**ASSIGNED TASK:** Beginning with the first line, please return the entries exactly through the line that contains "in the migration?", and leave out all later lines.

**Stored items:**
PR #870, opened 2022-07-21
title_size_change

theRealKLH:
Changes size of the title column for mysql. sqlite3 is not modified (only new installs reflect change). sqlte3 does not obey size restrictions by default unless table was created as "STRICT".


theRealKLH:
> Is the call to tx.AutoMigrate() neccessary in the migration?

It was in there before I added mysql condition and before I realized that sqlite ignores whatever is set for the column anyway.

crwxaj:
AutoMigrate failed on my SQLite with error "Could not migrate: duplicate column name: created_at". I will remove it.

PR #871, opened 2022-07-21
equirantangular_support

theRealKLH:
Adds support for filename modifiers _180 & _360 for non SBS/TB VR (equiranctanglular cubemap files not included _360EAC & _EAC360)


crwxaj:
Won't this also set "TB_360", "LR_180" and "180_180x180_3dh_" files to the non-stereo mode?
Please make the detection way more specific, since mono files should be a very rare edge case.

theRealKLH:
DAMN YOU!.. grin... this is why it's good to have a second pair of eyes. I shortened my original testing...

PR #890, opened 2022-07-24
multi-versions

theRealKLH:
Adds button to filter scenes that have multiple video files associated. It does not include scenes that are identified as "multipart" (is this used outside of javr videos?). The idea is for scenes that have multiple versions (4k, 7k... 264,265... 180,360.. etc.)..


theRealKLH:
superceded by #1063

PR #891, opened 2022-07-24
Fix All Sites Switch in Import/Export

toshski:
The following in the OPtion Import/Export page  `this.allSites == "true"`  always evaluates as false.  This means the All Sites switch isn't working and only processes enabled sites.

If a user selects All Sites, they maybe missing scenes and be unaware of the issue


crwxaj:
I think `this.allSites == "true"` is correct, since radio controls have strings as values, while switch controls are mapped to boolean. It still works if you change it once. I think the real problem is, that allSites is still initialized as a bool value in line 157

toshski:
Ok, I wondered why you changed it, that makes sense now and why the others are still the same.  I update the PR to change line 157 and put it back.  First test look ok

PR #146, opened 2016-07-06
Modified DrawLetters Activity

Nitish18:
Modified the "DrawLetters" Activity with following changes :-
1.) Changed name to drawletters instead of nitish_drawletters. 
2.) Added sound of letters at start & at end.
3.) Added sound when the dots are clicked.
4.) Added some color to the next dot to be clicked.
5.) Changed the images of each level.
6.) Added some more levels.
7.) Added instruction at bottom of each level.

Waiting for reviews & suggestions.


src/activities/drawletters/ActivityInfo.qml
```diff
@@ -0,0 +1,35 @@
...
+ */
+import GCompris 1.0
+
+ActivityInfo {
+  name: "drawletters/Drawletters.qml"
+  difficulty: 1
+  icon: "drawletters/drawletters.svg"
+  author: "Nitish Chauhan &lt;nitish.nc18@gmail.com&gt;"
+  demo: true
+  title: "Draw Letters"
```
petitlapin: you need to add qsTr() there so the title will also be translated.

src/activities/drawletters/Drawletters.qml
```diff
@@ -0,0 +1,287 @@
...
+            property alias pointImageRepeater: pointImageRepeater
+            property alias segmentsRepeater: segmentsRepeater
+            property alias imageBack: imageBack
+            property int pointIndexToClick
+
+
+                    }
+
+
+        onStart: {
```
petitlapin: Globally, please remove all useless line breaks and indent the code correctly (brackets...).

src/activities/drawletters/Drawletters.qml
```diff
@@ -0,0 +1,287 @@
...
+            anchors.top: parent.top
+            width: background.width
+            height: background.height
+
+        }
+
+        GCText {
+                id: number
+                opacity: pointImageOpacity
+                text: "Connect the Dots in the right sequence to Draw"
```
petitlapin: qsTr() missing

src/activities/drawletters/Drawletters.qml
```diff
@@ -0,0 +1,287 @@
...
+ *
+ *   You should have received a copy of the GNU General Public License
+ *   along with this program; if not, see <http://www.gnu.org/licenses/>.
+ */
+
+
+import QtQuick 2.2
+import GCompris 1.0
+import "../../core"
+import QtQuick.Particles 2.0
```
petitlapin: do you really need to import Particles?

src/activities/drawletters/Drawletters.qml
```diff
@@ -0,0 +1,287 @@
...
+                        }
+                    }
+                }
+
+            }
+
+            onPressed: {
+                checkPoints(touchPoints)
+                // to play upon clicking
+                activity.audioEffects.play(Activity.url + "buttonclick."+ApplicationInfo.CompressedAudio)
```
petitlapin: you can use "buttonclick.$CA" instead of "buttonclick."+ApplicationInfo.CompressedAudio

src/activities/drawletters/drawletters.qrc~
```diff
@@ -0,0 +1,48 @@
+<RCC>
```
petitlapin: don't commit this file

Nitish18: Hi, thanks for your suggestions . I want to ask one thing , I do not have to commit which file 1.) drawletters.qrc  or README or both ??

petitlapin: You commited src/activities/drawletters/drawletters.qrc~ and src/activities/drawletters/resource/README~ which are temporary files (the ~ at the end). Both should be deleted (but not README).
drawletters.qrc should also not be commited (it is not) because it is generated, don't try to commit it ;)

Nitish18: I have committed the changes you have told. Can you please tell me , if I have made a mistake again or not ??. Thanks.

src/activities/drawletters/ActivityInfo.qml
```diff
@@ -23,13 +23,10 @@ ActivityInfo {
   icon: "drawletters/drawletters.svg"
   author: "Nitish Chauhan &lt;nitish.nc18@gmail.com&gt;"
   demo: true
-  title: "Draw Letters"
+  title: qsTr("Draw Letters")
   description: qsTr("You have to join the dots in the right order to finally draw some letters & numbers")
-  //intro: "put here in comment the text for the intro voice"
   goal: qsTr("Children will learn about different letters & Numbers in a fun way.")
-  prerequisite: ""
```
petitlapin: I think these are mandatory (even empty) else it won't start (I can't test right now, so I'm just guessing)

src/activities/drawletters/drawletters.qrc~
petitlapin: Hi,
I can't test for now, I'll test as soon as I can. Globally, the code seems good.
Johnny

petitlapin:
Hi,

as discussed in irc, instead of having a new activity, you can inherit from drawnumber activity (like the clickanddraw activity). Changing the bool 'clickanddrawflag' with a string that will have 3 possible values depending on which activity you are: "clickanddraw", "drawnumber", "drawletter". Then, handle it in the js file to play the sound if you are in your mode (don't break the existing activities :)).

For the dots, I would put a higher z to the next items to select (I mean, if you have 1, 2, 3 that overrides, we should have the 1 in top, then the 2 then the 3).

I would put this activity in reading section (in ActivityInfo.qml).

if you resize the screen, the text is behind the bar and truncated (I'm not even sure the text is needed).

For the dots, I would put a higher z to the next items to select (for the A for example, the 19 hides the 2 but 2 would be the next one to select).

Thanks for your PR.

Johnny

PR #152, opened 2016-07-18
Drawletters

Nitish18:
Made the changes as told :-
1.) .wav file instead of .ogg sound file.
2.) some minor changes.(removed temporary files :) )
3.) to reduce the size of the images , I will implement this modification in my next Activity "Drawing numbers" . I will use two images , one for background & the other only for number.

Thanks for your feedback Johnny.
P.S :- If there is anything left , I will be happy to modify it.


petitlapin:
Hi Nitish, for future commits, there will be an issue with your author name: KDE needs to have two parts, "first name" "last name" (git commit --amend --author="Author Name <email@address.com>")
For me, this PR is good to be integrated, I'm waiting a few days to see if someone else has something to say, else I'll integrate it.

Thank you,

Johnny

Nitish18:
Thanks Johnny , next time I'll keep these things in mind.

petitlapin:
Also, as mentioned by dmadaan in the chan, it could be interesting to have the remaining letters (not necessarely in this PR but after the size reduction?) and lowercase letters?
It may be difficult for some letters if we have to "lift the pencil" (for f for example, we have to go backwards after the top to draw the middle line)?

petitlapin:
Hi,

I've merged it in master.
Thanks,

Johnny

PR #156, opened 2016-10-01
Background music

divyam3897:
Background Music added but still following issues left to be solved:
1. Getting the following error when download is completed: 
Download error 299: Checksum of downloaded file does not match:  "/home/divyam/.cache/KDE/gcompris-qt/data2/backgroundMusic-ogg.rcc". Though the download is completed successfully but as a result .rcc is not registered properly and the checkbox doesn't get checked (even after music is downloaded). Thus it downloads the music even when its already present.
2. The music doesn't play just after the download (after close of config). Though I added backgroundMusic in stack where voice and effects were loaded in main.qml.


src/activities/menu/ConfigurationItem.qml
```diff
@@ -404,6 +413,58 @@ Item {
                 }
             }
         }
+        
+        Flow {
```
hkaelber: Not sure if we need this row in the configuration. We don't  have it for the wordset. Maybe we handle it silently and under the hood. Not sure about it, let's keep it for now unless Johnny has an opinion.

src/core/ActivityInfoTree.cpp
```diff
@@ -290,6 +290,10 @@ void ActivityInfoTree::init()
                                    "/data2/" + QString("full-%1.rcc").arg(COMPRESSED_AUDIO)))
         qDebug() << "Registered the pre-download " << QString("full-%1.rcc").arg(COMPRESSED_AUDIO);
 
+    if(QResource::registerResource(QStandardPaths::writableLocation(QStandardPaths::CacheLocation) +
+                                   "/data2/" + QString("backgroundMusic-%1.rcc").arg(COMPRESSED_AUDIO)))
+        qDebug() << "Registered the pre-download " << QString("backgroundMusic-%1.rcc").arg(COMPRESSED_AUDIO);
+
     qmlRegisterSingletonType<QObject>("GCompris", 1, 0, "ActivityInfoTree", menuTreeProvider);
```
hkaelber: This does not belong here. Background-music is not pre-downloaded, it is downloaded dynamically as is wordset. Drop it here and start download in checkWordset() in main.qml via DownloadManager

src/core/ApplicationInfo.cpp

**SOLUTION TO THE EXERCISE:**
PR #870, opened 2022-07-21
title_size_change

theRealKLH:
Changes size of the title column for mysql. sqlite3 is not modified (only new installs reflect change). sqlte3 does not obey size restrictions by default unless table was created as "STRICT".


theRealKLH:
> Is the call to tx.AutoMigrate() neccessary in the migration?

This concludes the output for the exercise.